### Work instructions
Go line by line through the listing below and copy those that hold "unnecessary".

### The data

Issue #326, opened 2021-03-22
Pretty-print AST


g-r-a-n-t:
### What is wrong?

We cannot print ASTs. This is useful for at least two things:

- Formatting source.
- Printing the AST after lowering.

### How can it be fixed

Take a look at how rustc [does it](https://doc.rust-lang.org/nightly/nightly-rustc/rustc_ast/ast/index.html?search=pretty).

PR #338, opened 2021-03-25
Lowering pass and augmented assignments

g-r-a-n-t:
Added a lowering pass to the compiler module and used it to support augmented assignments.

e.g. `foo += 1` becomes `foo = foo + 1`

### To-Do

- [x] Clean up commit history


compiler/src/yul/mappers/expressions.rs
```diff
@@ -278,7 +279,12 @@ pub fn expr_bin_operation(context: &Context, exp: &Node<fe::Expr>) -> yul::Expre
                 }
                 _ => unreachable!(),
             },
-            _ => unimplemented!(),
+            BinOperator::FloorDiv => match typ {
```
g-r-a-n-t, line 282: @cburgdorf do you think we need both `//` and `/`?

compiler/src/lowering/mappers/contracts.rs
```diff
@@ -1 +1,32 @@
...
+                ContractStmt::FuncDef { .. } => functions::func_def(context, stmt),
+            })
+            .collect();
+
+        return Node::new(
+            fe::ModuleStmt::ContractDef {
+                name,
+                body: lowered_body,
+            },
+            Span::new(0, 0),
```
g-r-a-n-t, line 27: use the original span

compiler/src/lowering/mappers/expressions.rs
```diff
@@ -1 +1,47 @@
...
+use fe_parser::ast as fe;
+use fe_parser::node::Node;
 
+/// Builds a Yul expression from a Fe expression.
+pub fn expr(context: &Context, exp: Node<fe::Expr>) -> Node<fe::Expr> {
+    let lowered_kind = match exp.kind {
+        fe::Expr::Name(_) => exp.kind,
+        fe::Expr::Num(_) => exp.kind,
+        fe::Expr::Bool(_) => exp.kind,
+        // TODO finish
```
g-r-a-n-t, line 11: finish

compiler/src/lowering/mappers/functions.rs
```diff
@@ -1 +1,124 @@
...
+            or_else: multiple_stmts(context, or_else),
+        },
+        fe::FuncStmt::Assert { test, msg } => fe::FuncStmt::Assert {
+            test: expressions::expr(context, test),
+            msg: expressions::optional_expr(context, msg),
+        },
+        fe::FuncStmt::Expr { value } => fe::FuncStmt::Expr {
+            value: expressions::expr(context, value),
+        },
+        fe::FuncStmt::Pass => stmt.kind.to_owned(),
```
g-r-a-n-t, line 88: `to_owned` not needed

compiler/src/lowering/mappers/functions.rs
```diff
@@ -1 +1,124 @@
...
+}
+
+fn aug_assign(context: &Context, stmt: Node<fe::FuncStmt>) -> fe::FuncStmt {
+    if let fe::FuncStmt::AugAssign { target, op, value } = stmt.kind {
+        let lowered_target = expressions::expr(context, target);
+        let lowered_value = expressions::expr(context, value.clone());
+
+        let new_value_kind = fe::Expr::BinOperation {
+            left: Box::new(lowered_target.clone().new_id()),
+            op: op.to_owned(),
```
g-r-a-n-t, line 111: remove all unnecessary `to_owned`s

compiler/tests/fixtures/features/aug_assign.fe
```diff
@@ -0,0 +1,61 @@
+contract Foo:
```
g-r-a-n-t, line 1: add compilation failure tests

compiler/tests/features.rs
```diff
@@ -1186,3 +1186,35 @@ fn self_address() {
         );
     });
 }
+
+#[rstest(
```
g-r-a-n-t, line 1190: add test that validates the lowering of this file

compiler/src/lowering/mappers/functions.rs
```diff
@@ -1 +1,124 @@
...
+            body: lowered_body,
+        };
+
+        return Node::new(lowered_kind, def.span);
+    }
+
+    unreachable!()
+}
+
+fn func_stmt(context: &Context, stmt: Node<fe::FuncStmt>) -> Node<fe::FuncStmt> {
```
g-r-a-n-t, line 34: this should lower to a vec of nodes

compiler/src/yul/mappers/expressions.rs
cburgdorf: I don't think we need `//`. My understanding is that Python provides this because it only provides one numeric base type and via `/` and `//` it lets you switch between *floating point division* and *integer division*. We currently only have *integer division* and if we ever add another base type to represent numbers with a decimal point then one would be free to use that datatype to perform such a division operations. So it is the chosen base type that would decide about it, not the operator.

analyzer/src/traversal/assignments.rs
```diff
@@ -50,6 +54,33 @@ pub fn assign(
     unreachable!()
 }
 
+pub fn aug_assign(
```
g-r-a-n-t, line 57: docs

compiler/src/lowering/mappers/contracts.rs
```diff
@@ -1 +1,29 @@
+use fe_analyzer::Context;
 
+use crate::lowering::mappers::functions;
+use fe_parser::ast as fe;
+use fe_parser::ast::ContractStmt;
+use fe_parser::node::Node;
+
+pub fn contract_def(context: &Context, stmt: Node<fe::ModuleStmt>) -> Node<fe::ModuleStmt> {
```
g-r-a-n-t, line 8: docs

compiler/src/lowering/mappers/expressions.rs
```diff
@@ -1 +1,119 @@
+use fe_analyzer::Context;
+use fe_parser::ast as fe;
+use fe_parser::node::Node;
 
+/// Builds a Yul expression from a Fe expression.
```
g-r-a-n-t, line 5: fix docs

compiler/src/lowering/mappers/expressions.rs
```diff
@@ -1 +1,119 @@
...
+        fe::Expr::UnaryOperation { op, operand } => fe::Expr::UnaryOperation {
+            op,
+            operand: boxed_expr(context, operand),
+        },
+        fe::Expr::CompOperation { left, op, right } => fe::Expr::CompOperation {
+            left: boxed_expr(context, left),
+            op,
+            right: boxed_expr(context, right),
+        },
+        // TODO finish
```
g-r-a-n-t, line 47: remove comment

compiler/src/lowering/mappers/expressions.rs
```diff
@@ -1 +1,119 @@
...
+        fe::Expr::Call { func, args } => fe::Expr::Call {
+            func: boxed_expr(context, func),
+            args: call_args(context, args),
+        },
+        fe::Expr::List { .. } => unimplemented!(),
+        fe::Expr::ListComp { .. } => unimplemented!(),
+        fe::Expr::Tuple { .. } => exp.kind,
```
g-r-a-n-t, line 54: add comment explaining why this is like this

compiler/src/lowering/mappers/expressions.rs
```diff
@@ -1 +1,119 @@
...
+        fe::Expr::Str(_) => exp.kind,
+        fe::Expr::Ellipsis => unimplemented!(),
+    };
+
+    Node::new(lowered_kind, exp.span)
+}
+
+pub fn slices_index_expr(
```
g-r-a-n-t, line 62: private

compiler/src/lowering/mappers/expressions.rs
```diff
@@ -1 +1,119 @@
...
+                first_slice.span,
+            )],
+            slices.span,
+        );
+    }
+
+    unreachable!()
+}
+
+pub fn optional_expr(context: &Context, exp: Option<Node<fe::Expr>>) -> Option<Node<fe::Expr>> {
```
g-r-a-n-t, line 81: docs

compiler/src/lowering/mappers/expressions.rs
```diff
@@ -1 +1,119 @@
...
+    exp.map(|exp| expr(context, exp))
+}
+
+#[allow(clippy::boxed_local)]
+pub fn boxed_expr(context: &Context, exp: Box<Node<fe::Expr>>) -> Box<Node<fe::Expr>> {
```
g-r-a-n-t, line 86: docs

compiler/src/lowering/mappers/expressions.rs
```diff
@@ -1 +1,119 @@
...
+    Box::new(expr(context, *exp))
+}
+
+pub fn multiple_exprs(context: &Context, exp: Vec<Node<fe::Expr>>) -> Vec<Node<fe::Expr>> {
```
g-r-a-n-t, line 90: docs

compiler/src/lowering/mappers/functions.rs
```diff
@@ -1 +1,127 @@
...
+            body: lowered_body,
+        };
+
+        return Node::new(lowered_kind, def.span);
+    }
+
+    unreachable!()
+}
+
+fn func_stmt(context: &Context, stmt: Node<fe::FuncStmt>) -> Vec<Node<fe::FuncStmt>> {
```
g-r-a-n-t, line 31: Note: returning a vec here because we'll have lowerings like:

 ```rust
(foo, bar): (u256, u256) = my_tuple
```

to

```rust
foo: u256 = my_tuple.item0
bar: u256 = my_tuple.item1
```

which requires that we be able to map a single statement to multiple statements.

compiler/src/lowering/mappers/functions.rs
```diff
@@ -1 +1,127 @@
...
+}
+
+fn aug_assign(
+    context: &Context,
+    target: Node<fe::Expr>,
+    op: Node<fe::BinOperator>,
+    value: Node<fe::Expr>,
+) -> Vec<fe::FuncStmt> {
+    let lowered_target = expressions::expr(context, target);
+    let lowered_value = expressions::expr(context, value.clone());
```
g-r-a-n-t, line 113: clean up the naming in here and get rid of the clone

compiler/src/lowering/mod.rs
```diff
@@ -7,6 +7,6 @@ mod mappers;
 mod names;
 
 /// Lowers the Fe source AST to a Fe HIR AST.
-pub fn lower(_context: &Context, module: &FeModuleAst) -> FeModuleAst {
-    module.clone()
+pub fn lower(_context: &Context, module: FeModuleAst) -> FeModuleAst {
+    mappers::module::module(_context, module)
```
g-r-a-n-t, line 11: context is used

parser/src/node.rs
```diff
@@ -61,6 +61,11 @@ impl<T> Node<T> {
             span,
         }
     }
+
+    pub fn new_id(mut self) -> Self {
```
g-r-a-n-t, line 65: docs

src/main.rs
```diff
@@ -134,11 +134,15 @@ fn write_compiled_module(
     fs::create_dir_all(output_dir).map_err(ioerr_to_string)?;
 
     if targets.contains(&CompilationTarget::Ast) {
-        write_output(&output_dir.join("module.ast"), &module.fe_ast)?;
+        write_output(&output_dir.join("module.ast"), &module.src_ast)?;
```
g-r-a-n-t, line 137: add a new target for the lowered AST

compiler/src/yul/mappers/expressions.rs
```diff
@@ -278,7 +278,7 @@ pub fn expr_bin_operation(context: &Context, exp: &Node<fe::Expr>) -> yul::Expre
                 }
                 _ => unreachable!(),
             },
-            _ => unimplemented!(),
+            fe::BinOperator::FloorDiv => unimplemented!(),
```
g-r-a-n-t, line 281: see #341

compiler/tests/fixtures/features/aug_assign.fe
```diff
@@ -0,0 +1,57 @@
...
```
g-r-a-n-t, line 1: It would be nice to have some tests that check that source files are correctly lowered. We need to be able to pretty-print ASTs for this, tho. See #326.

analyzer/src/traversal/assignments.rs
```diff
@@ -50,6 +54,36 @@ pub fn assign(
...
+    context: Shared<Context>,
+    stmt: &Node<fe::FuncStmt>,
+) -> Result<(), SemanticError> {
+    if let fe::FuncStmt::AugAssign {
+        target,
+        op: _,
+        value,
+    } = &stmt.kind
+    {
+        let target_attributes = expressions::expr(Rc::clone(&scope), Rc::clone(&context), target)?;
```
g-r-a-n-t, line 69: relevant: https://github.com/ethereum/fe/issues/345

compiler/src/lowering/mappers/functions.rs
sbillig: This is a good candidate for `SmallVec<[Node<..>, 1]>` in some possible future performance optimization.

compiler/src/lowering/mappers/expressions.rs
```diff
@@ -1 +1,123 @@
...
+}
+
+/// Lowers and optional expression.
+pub fn optional_expr(context: &Context, exp: Option<Node<fe::Expr>>) -> Option<Node<fe::Expr>> {
+    exp.map(|exp| expr(context, exp))
+}
+
+/// Lowers a boxed expression.
+#[allow(clippy::boxed_local)]
+pub fn boxed_expr(context: &Context, exp: Box<Node<fe::Expr>>) -> Box<Node<fe::Expr>> {
```
sbillig, line 89: This is another pattern that might be worth optimizing in the future, or might not matter; we take a boxed expr, probably don't modify it, and rebox. An extra allocation for every expr.

sbillig (approved):
Looks good. My only (mild) concern is potential performance issues with all the allocations happening. Probably won't matter in practice, and if it does we can work on that later. (See inline comments above).

compiler/src/lowering/mappers/functions.rs
g-r-a-n-t: Makes sense. I'll track this in an issue.

PR #347, opened 2021-03-30
Binary operation checks.

### LINKED ISSUE #345: Tighter checking on binary operations.
### What is wrong?

We are not [checking binary operations](https://github.com/ethereum/fe/blob/master/analyzer/src/traversal/expressions.rs#L408) very thoroughly. For example, addition over two string would make it past the analyzer.

### How can it be fixed

We should match the operation and then check the types. This should be performed in the [operations module](https://github.com/ethereum/fe/blob/5006695511248d99ec388c68f02837c5edd2b701/analyzer/src/namespace/operations.rs#L1) (which should be moved one module down), this way the same checking function can be used for augmented assignments.

g-r-a-n-t:
### What was wrong?

fixes #345 

### How was it fixed?

- added a checking method for binary operations to the `operations` module
- used this function to check binary operations and augmented assignments
- added more compiler error tests

### To-Do

- [x] Clean up commit history


analyzer/src/operations.rs
```diff
@@ -0,0 +1,178 @@
...
+            Err(SemanticError::type_error())
+        }
+    } else {
+        Err(SemanticError::type_error())
+    }
+}
+
+fn bin_bit_shift(left: &Type, right: &Type) -> Result<Type, SemanticError> {
+    if let (Type::Base(Base::Numeric(left)), Type::Base(Base::Numeric(right))) = (left, right) {
+        // The right side must be signed.
```
cburgdorf, line 104: Looks like the right side must be **un**signed

sbillig (approved):

PR #350, opened 2021-03-31
Parser support for `pub const`; add `fields` to ast::ContractDef

sbillig:
### What was wrong?

1) The AST and parser didn't allow for `pub const` fields in structs or contracts (only one or the other)
2) The parser allowed contract fields to be intermixed with function and event defs. 
3) Grant thought it would be handy to have contract fields in their own vec in the `ContractDef` struct.

### How was it fixed?

via some AST and parser refactoring

### To-Do

- [x] Clean up commit history


parser/src/parsers.rs
```diff
@@ -365,17 +365,23 @@ pub fn contract_def(input: Cursor) -> ParseResult<Node<ModuleStmt>> {
...
-    let (input, body) = many1(contract_stmt)(input)?;
+    let (input, fields) = many0(field)(input)?;
+    let (input, body) = many0(contract_stmt)(input)?;
     let (input, _) = dedent_token(input)?;
 
-    let last_stmt = body.last().unwrap();
+    let last_stmt = body
+        .last()
+        .map(|node| node.span)
+        .or(fields.last().map(|node| node.span))
```
g-r-a-n-t, line 375:
```
error: use of `or` followed by a function call
   --> parser/src/parsers.rs:375:10
    |
375 |         .or(fields.last().map(|node| node.span))
    |          ^^^^^^^^^^^^^^^^^^^^^^^^^^^^^^^^^^^^^^^ help: try this: `or_else(|| fields.last().map(|node| node.span))`
    |
    = note: `-D clippy::or-fun-call` implied by `-D warnings`
    = help: for further information visit https://rust-lang.github.io/rust-clippy/master/index.html#or_fun_call
```

g-r-a-n-t (approved):
looks good

PR #355, opened 2021-04-13
Update g++ in CI system dependencies

cburgdorf:
### What was wrong?

CI is borked

### How was it fixed?

1. A bit of cleanup, moving the repeated installation steps into a single script
2. `g++-8` appears to not be available in `ubuntu-latest` but that's ok, changed to `g++-10` instead
3. Temporary fixing rust nightly to a nightly from mid-march as it appears the current nightly errors which might be temporary or means we will need to cut a new `solc-rust` and/or `yultsur` release with updated dependencies
4. Created an issue to unpin the nightly in the future when the issues are resolved: https://github.com/ethereum/fe/issues/357
5. Sneaked in a minor CI perf improvement by removing an unnecessary build step from the linting job

### DIFF
--- a/.github/install_deps.sh
+++ b/.github/install_deps.sh
@@ -1,3 +1,3 @@
 sudo apt-get install -y libboost-all-dev
-sudo update-alternatives --install /usr/bin/g++ g++ /usr/bin/g++-8 50
-sudo update-alternatives --set g++ "/usr/bin/g++-8"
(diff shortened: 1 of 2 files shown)


cburgdorf:
I rage merged this forgoing a review to unbreak CI. I've put #357 on the Mai milestone to unsure we don't forget to unpin the rust nightly again.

### Response
g-r-a-n-t, line 111: remove all unnecessary `to_owned`s
5. Sneaked in a minor CI perf improvement by removing an unnecessary build step from the linting job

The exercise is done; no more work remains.